What causes a pod to be OOMKilled, and how do you diagnose and fix it?
Quick Answer
A Pod is OOMKilled when a container's memory usage exceeds its configured memory limit (or, less commonly, the node itself runs out of memory entirely, even for containers under their individual limits) — the kernel's OOM killer terminates the process, and Kubernetes reports `OOMKilled` as the termination reason. Diagnose by confirming the reason via `kubectl describe pod` and checking actual memory usage trends (via `kubectl top` or a metrics/monitoring system) against the configured limit, then either fix a genuine memory leak in the application or raise the limit to a realistic, measured value if the usage is legitimate.
Detailed Answer
Confirming OOMKilled is actually the cause
kubectl describe pod my-app-xyz
# Last State: Terminated
# Reason: OOMKilled
# Exit Code: 137
Exit Code: 137 (128 + 9, where 9 is SIGKILL) combined with Reason: OOMKilled confirms this specific cause definitively — distinguishing it from a generic application crash, which would show a different exit code and reason. This distinction matters because the fix is completely different depending on which one occurred.

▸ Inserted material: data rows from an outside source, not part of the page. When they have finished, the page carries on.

PR #693, opened 2017-06-19
Fix incorrect thumbprint generation for public keys

aditya-brkt:
Sometimes the EC keypairs generated are a byte shorter.
Either x or y could be 47 bytes instead of 48 which is
mathematically valid. But when computing thumbprint,
these need to be padded with leading zeros.
Added this change.
Generated such a keypair and uploaded it to Yeti.
Made sure the KeyId computed by yeti matches the one
computed by brkt-cli

Jira: YETI-2778 #resolve

### DIFF
--- a/brkt_cli/brkt_jwt/jwk.py
+++ b/brkt_cli/brkt_jwt/jwk.py
@@ -18,12 +18,21 @@ import logging
 
 log = logging.getLogger(__name__)
 
+EC384_KEY_LEN_BYTES = 48
 
-def _long_to_byte_array(long_int):
+# If the length of the bytearray created is less than 48, pad it with leading
+# zeros. EC384 are 384bits i.e. 48byte keys. so both x and y need to be 48bytes
+# with leading zeros wherever required
+
+
+def _long_to_byte_array(long_int, pad_to_len=EC384_KEY_LEN_BYTES):
     bys = bytearray()
     while long_int:
         long_int, r = divmod(long_int, 256)
         bys.insert(0, r)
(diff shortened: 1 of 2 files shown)


brkt_cli/brkt_jwt/jwk.py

The two different scenarios that both produce OOMKilled
- Container exceeded its own memory limit — the most common case; the container's cgroup memory usage crossed the configured
resources.limits.memoryvalue, and the kernel killed it specifically for exceeding that container-level boundary. - The node itself ran out of memory — less common, but possible if requests/limits across the node are poorly configured (heavy overcommitment) or the kubelet's node-level memory-pressure eviction didn't act quickly enough; in this case even a container technically under its own individual limit can be killed as part of the node trying to reclaim memory generally.
Diagnosing whether this is a real leak or just an under-provisioned limit
kubectl top pod my-app-xyz --containers
Or, better, look at the actual memory usage trend over time in a real monitoring system (Prometheus/Grafana) rather than a single snapshot: a memory usage graph that climbs steadily and never plateaus, correlating with time since the container started (not with request volume), strongly suggests a genuine memory leak in the application — something that will eventually hit any limit you set, no matter how generous, and needs an actual code fix. A memory usage graph that climbs with load and then plateaus at a value just above the configured limit suggests the limit is simply set too low for the application's legitimate, steady-state working set — the fix here is raising the limit to a value with reasonable headroom above observed real usage, not a code change.
Fixing a genuine memory leak
This requires actual application-level investigation — heap dumps/profiling tools appropriate to the language runtime (e.g., a Java heap dump analyzed with a profiler, Node.js's --inspect and Chrome DevTools memory profiling, Python's tracemalloc) to identify what's actually accumulating and never being released. Kubernetes-level tooling can tell you that memory is growing unboundedly and when the kill happens, but not why the application's own code is holding onto memory it should have freed — that's an application-level debugging problem layered on top of the Kubernetes-level symptom.
Fixing an under-provisioned limit
resources:
requests:
memory: "512Mi" # raised to reflect realistic steady-state usage
limits:
memory: "768Mi" # some headroom above typical peak, not unlimited
Raise the limit based on actual measured usage data, not a guess — and consider whether a Vertical Pod Autoscaler (see the scheduling topic), run in recommendation mode, could help right-size this automatically based on real historical usage rather than manual tuning each time.
A subtlety worth knowing: OOMKilled doesn't always mean CrashLoopBackOff
A single OOMKill, if the container then starts fine and runs stably afterward, just shows up as one restart with OOMKilled as the previous state — it only becomes a CrashLoopBackOff if the container keeps hitting the same memory ceiling repeatedly, shortly after each restart. Seeing one isolated OOMKill in history is a signal worth investigating but not necessarily an active incident; a repeating pattern of OOMKills is the more urgent case demanding immediate action.